• **Assigned task**
Please return only the lines from the one holding "- [x] Regression test" through the one holding "pick: #43422", exactly as they appear in the records below, both ends included.

-- Available records follows --

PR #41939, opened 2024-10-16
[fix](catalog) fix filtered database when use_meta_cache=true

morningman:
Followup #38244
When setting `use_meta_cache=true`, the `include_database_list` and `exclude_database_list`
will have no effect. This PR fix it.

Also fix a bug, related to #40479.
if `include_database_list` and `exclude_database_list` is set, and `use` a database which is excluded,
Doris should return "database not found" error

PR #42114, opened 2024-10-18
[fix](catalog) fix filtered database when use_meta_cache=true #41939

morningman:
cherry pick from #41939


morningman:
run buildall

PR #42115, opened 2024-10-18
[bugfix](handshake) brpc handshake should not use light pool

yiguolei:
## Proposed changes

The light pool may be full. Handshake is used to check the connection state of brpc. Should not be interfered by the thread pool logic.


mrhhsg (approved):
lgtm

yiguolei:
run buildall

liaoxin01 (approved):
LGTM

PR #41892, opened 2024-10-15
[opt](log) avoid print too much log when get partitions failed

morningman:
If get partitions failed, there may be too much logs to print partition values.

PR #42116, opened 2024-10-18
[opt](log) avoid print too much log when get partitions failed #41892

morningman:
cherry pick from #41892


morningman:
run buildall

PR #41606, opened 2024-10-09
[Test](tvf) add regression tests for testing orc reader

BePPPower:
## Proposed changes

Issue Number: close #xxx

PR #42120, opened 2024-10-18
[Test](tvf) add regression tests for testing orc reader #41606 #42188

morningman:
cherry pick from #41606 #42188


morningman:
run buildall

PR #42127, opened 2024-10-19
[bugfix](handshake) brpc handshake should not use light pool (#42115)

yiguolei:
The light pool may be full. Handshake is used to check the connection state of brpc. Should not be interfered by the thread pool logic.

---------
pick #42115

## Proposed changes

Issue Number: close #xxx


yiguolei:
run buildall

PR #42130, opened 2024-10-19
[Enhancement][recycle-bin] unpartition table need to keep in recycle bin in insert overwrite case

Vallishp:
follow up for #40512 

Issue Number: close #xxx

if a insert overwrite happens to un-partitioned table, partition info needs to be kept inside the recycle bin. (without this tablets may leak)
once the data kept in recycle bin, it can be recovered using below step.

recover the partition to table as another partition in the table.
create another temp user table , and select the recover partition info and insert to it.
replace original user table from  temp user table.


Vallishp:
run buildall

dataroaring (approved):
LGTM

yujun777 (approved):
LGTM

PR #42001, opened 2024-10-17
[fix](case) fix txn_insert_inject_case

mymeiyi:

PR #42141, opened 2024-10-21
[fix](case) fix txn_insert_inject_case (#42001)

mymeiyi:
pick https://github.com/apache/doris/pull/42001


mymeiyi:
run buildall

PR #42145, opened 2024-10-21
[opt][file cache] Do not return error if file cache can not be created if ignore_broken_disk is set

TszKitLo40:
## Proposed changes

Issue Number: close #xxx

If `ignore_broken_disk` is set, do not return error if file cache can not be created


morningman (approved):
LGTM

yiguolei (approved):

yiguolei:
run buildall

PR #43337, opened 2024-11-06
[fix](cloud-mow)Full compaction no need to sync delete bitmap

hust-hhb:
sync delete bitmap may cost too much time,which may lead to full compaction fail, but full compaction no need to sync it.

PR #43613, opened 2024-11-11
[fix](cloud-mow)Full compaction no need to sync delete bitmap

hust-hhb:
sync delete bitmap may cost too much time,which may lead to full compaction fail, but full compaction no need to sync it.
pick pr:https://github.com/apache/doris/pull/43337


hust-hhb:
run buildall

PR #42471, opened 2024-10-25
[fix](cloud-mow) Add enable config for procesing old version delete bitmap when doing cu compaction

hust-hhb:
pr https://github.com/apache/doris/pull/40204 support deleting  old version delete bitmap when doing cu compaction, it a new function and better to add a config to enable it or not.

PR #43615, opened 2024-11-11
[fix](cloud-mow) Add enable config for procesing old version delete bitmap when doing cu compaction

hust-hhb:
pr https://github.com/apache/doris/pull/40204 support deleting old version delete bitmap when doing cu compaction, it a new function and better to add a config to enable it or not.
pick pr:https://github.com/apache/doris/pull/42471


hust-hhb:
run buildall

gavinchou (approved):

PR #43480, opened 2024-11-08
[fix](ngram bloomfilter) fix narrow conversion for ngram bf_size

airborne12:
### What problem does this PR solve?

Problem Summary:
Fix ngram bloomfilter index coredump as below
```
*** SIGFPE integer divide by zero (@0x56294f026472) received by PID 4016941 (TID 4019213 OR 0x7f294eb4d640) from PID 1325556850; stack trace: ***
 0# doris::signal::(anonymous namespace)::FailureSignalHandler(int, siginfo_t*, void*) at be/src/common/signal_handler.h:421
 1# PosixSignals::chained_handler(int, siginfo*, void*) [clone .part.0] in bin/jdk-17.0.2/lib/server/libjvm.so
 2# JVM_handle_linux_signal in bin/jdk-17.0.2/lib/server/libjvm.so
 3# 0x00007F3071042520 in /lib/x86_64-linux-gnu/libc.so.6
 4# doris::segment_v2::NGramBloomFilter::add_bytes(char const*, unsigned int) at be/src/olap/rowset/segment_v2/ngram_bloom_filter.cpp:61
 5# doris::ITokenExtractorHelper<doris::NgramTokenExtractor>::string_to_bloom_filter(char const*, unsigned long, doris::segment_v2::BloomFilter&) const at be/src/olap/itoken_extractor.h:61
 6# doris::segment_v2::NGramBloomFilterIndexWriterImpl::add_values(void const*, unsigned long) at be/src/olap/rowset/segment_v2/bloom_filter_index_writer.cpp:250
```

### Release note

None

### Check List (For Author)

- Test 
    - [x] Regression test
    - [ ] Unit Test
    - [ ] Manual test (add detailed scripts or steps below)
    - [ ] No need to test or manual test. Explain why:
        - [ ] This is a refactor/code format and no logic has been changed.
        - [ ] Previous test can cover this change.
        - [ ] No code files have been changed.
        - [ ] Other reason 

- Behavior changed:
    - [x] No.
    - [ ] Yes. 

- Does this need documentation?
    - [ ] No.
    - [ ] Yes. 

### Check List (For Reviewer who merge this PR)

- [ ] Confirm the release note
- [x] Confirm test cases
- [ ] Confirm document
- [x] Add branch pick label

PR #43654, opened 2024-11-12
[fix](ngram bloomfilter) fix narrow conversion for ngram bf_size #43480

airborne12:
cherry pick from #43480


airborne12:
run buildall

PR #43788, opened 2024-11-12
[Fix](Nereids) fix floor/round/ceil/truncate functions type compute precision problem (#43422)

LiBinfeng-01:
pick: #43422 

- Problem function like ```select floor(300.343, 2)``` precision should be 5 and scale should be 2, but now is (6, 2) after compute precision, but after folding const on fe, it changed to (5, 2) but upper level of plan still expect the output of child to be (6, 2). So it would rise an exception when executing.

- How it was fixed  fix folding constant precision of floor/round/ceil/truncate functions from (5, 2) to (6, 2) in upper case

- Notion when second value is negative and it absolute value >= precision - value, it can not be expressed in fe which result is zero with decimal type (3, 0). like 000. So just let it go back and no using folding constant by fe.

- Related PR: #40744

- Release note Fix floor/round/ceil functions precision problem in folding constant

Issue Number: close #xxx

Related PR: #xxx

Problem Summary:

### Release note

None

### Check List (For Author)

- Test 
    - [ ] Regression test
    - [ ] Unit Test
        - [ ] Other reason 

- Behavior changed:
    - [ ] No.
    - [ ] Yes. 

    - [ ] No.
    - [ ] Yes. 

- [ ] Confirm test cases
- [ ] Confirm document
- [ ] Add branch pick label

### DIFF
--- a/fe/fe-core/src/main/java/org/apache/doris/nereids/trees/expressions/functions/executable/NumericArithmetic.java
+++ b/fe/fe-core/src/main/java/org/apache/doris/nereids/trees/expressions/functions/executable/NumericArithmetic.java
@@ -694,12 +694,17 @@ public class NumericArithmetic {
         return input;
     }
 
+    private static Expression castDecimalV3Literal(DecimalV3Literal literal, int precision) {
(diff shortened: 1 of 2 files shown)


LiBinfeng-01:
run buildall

-- Available records concluded --

• **Written answer**
    - [x] Regression test
    - [ ] Unit Test
    - [ ] Manual test (add detailed scripts or steps below)
    - [ ] No need to test or manual test. Explain why:
        - [ ] This is a refactor/code format and no logic has been changed.
        - [ ] Previous test can cover this change.
        - [ ] No code files have been changed.
        - [ ] Other reason 

- Behavior changed:
    - [x] No.
    - [ ] Yes. 

- Does this need documentation?
    - [ ] No.
    - [ ] Yes. 

### Check List (For Reviewer who merge this PR)

- [ ] Confirm the release note
- [x] Confirm test cases
- [ ] Confirm document
- [x] Add branch pick label

PR #43654, opened 2024-11-12
[fix](ngram bloomfilter) fix narrow conversion for ngram bf_size #43480

airborne12:
cherry pick from #43480


airborne12:
run buildall

PR #43788, opened 2024-11-12
[Fix](Nereids) fix floor/round/ceil/truncate functions type compute precision problem (#43422)

LiBinfeng-01:
pick: #43422 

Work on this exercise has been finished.